Duncan Jones's big-screen take on the insanely addictive MMORPG "Warcraft" won't be out until 2016, and details so far have been fairly scarce. Maybe that's because the release date is over a year away! In any case, the "Moon" director has shared some information about the movie's plot with the Chinese news site Mtime, and it sounds pretty cool so far. Thanks much to diehard fansite ManMadeMovies for making the translation available!

Jones said, "As you may know, there has been a long history of trying to make a 'Warcraft' film, and for a number of reasons, it never quite happened. I was lucky. When I went to talk to Chris Metzen and the guys at Blizzard, we both saw things the same way. A 'Warcraft' film should not be about a good race of humans battling an evil race of orcs! 'Warcraft' should be about heroes on both sides trying to avoid a conflict, when villains leave them no choice."

He went on to add, "From the moment I first talked to Blizzard, the plan was to start our film with the first time orcs met humans.

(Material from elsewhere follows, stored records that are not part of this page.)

PR #728, opened 2016-06-13
Flexible compat environment determination

### LINKED ISSUE #720: App Engine standard apps with vm=true identified as being deployed to 'standard environment'
when a standard app has <vm>true</vm> the target environment in the deployment run configuration should be idenfied as 'flexible environment'

standard-should-be-flex

etanshaul:
fixes #720 

@patflynn, @chanseokoh 

Currently, the only use of determining this is for labeling in the UI.


google-cloud-tools-plugin/src/com/google/cloud/tools/intellij/appengine/cloud/AppEngineEnvironment.java
```diff
@@ -23,15 +23,25 @@
...
+  APP_ENGINE_FLEX_COMPAT("appengine.environment.name.flexible");
 
   private String label;
 
   AppEngineEnvironment(String label) {
     this.label = label;
   }
 
+  public boolean isStandard() {
+    return this == APP_ENGINE_STANDARD || this == APP_ENGINE_FLEX_COMPAT;
```
chanseokoh: Isn't #720 saying flex-compat should be identified as flex env?

etanshaul: I'm glad you called this method out:

Yes, its identified as flex, but its structured like a standard project (has an appengine-web.xml etc.). I'm thinking I might just create a new helper `isFlexCompat()` and just let the callers handle it the way they like - this will be identical to the current logic, but hopefully clearer.

etanshaul:
Refactored the helper methods to not clump standard and flex-compat environments together under `isStandard()`.

patflynn:
There are two kinds of environment: Standard and Flexible.

Compat is not an 'environment', it's a specific runtime configuration that
runs in the flexible environment. I don't think it makes sense for our
Environment model to be the place to capture the information about the
runtime.

etanshaul:
That is a fair point. I'll think about how to refactor this.

etanshaul:
Updated:
- removed the 'compat' concept from the Environment enum, instead flex-compat projects are marked as targeting the flexible environment. It's now up to any client that needs to distinguish between flex and flex-compat to make the determination. For example, to determine if the deployment path should be a 'standard' deployment path it now looks like this:

```
if (targetEnvironment.isStandard()
        || (targetEnvironment.isFlexible() && AppEngineUtil.isFlexCompat(project, source))) { ...
```

With these changes, the UI labeling issue is resolved implicitly.

I haven't moved the logic that loads the appengine-web.xml out of the static helper as I'm still looking into if this makes sense.

google-cloud-tools-plugin/src/com/google/cloud/tools/intellij/appengine/dom/AppEngineStandardDomElement.java
```diff
@@ -0,0 +1,29 @@
...
+
+import com.intellij.util.xml.DomElement;
+import com.intellij.util.xml.GenericDomValue;
+
+/**
+ * DOM representation of the App Engine standard environment appengine-web.xml file.
+ */
+public interface AppEngineStandardDomElement extends DomElement {
+
+  GenericDomValue<String> getVm();
```
patflynn: I think this can return Boolean. and then can be isVm().   We actually have the beginning of this in the Android Studio plugin uder com.google.gct.studio.appengine.dom

google-cloud-tools-plugin/src/com/google/cloud/tools/intellij/appengine/cloud/CloudSdkAppEngineHelper.java
```diff
@@ -137,9 +138,10 @@ public CancellableRunnable createDeployRunner(
         wrapCallbackForUsageTracking(
             callback, deploymentConfiguration, source.getFile(), targetEnvironment));
 
-    if (targetEnvironment == AppEngineEnvironment.APP_ENGINE_STANDARD) {
+    if (targetEnvironment.isStandard()
+        || (targetEnvironment.isFlexible() && AppEngineUtil.isFlexCompat(project, source))) {
```
patflynn: we have a real terminology problem around identifying 'standard framework' vs 'standard environment'.

google-cloud-tools-plugin/src/com/google/cloud/tools/intellij/appengine/dom/AppEngineStandardDomElement.java
etanshaul: Yea that would be cleaner. I'll try it.

google-cloud-tools-plugin/src/com/google/cloud/tools/intellij/appengine/cloud/CloudSdkAppEngineHelper.java
patflynn: it seems like environment is actually not the thing that decides which runner to use. I wonder if we couldn't change teh logic to be like

if (isStandardFrameworkApp(project, source) return newStandardFrameworkAppDeployer(..); else return create newNonStandardFrameworkAppDeployer(..);

google-cloud-tools-plugin/src/com/google/cloud/tools/intellij/appengine/dom/AppEngineStandardDomElement.java
loosebazooka: Boolean can be null, no?

google-cloud-tools-plugin/src/com/google/cloud/tools/intellij/appengine/cloud/CloudSdkAppEngineHelper.java
etanshaul: yea we really do. Now that you mention it - if AppEngineEnvironment wasn't thought of as the target cloud environment, but instead we thought of it as the 'framework type', then possibly my code prior to these last changes would make more sense:

3 framework types, 'standard', 'flexible', 'flex-compat' (maybe even 'standard-compat' would make more sense).

google-cloud-tools-plugin/src/com/google/cloud/tools/intellij/appengine/util/AppEngineUtil.java
```diff
@@ -113,13 +124,50 @@ private AppEngineUtil() {
...
+      artifact = ((AppEngineArtifactDeploymentSource) source).getArtifact();
+      if (artifact != null) {
+        return isFlexCompat(project, artifact);
+      }
+    }
+
+    return false;
+  }
+
+  private static boolean isFlexCompat(@NotNull Project project,
```
patflynn: I'd rather we not determine this in a static context. Could this be a method on the AppEngineArtifactDeploymentSource?

google-cloud-tools-plugin/src/com/google/cloud/tools/intellij/appengine/cloud/CloudSdkAppEngineHelper.java
patflynn: for frameworks, I'd say there's just 'standard' and 'non-standard'.

google-cloud-tools-plugin/src/com/google/cloud/tools/intellij/appengine/util/AppEngineUtil.java
etanshaul: I'd need to look into this. Currently in order to even create that kind of deployment source we need to first determine if the artifact is flex-compat. So doing that would require other refactoring.

patflynn:
Are you still working on some points or should I take a last look?

etanshaul:
I think it makes sense to merge in the current state (once you are good with it) and then improve in next PRs.

etanshaul:
There is one last issue where the IJ DOM manager sometimes returns cached elements (and doesn't pick up changes in appengine-web.xml) that I'm looking into here too.

patflynn:
OK :ship:

etanshaul:
I haven't merged this in yet because I'm getting passed this last hurdle. It doesn't have anything to do with the xml file itself being cached like I said. 

Its due to the fact that the bundled IJ plugin registers its own file description extension for appengine-web.xml leading two descriptions. We then get nondeterministic behavior when the description is loaded from the cache - when our plugin's description is loaded things are fine, but when the legacy one is loaded then it fails to read the xml file. Its not as simple as just unregistering their extension unfortunately. I'm still looking into it.

etanshaul:
@patflynn please take a look at the latest commit: https://github.com/GoogleCloudPlatform/gcloud-intellij/pull/728/commits/6ad825d85d6c313cf8f1d6622e1d3fafcaff831c

Essentially I'm now relying on the file descriptor and dom element model that comes with the bundled plugin instead of defining our own for now. The negative consequence is having to do a little but of ugly xml traversing (with all those nested null checks).

patflynn:
Can this code ever execute in CE?

etanshaul:
Good question. No - this only runs if there is the bundled app engine facet as well.

patflynn:
LGTM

First contact! I think that for a world with so much newness to explain, this was a wise choice, especially when so many people in our audience may not know anything about 'Warcraft'... it was important that some of our characters would be seeing the world fresh as well, and that the audience could see the situation through their eyes."

Video game movies are notoriously hard to get right, but it probably helps a lot that Jones is himself a gamer. He told Badass Digest in 2010, "I'm a real gamer and I think there are less real gamers involved in directing only because you have to spend so much time making films that there's no time to be a hardcore gamer. I'm just slightly insane and I stay up all night playing games. In the day I'm working and at night I play games."

Jones also added that he was "hugely jealous of Sam Raimi," who was attached to a WoW project at the time. "I really believe 'World of Warcraft' could be the launch of computer games as good films. And from the little I've read of interviews with him the way he's approaching it makes so much sense. It's what I was talking about - it's not worrying about how the game plays, it's about creating the world of the game and investing the audience in that world."

We'll get to find out if "Warcraft" translates to the big screen when it opens on March 11, 2016. In the meantime, we've got some orcs to fight.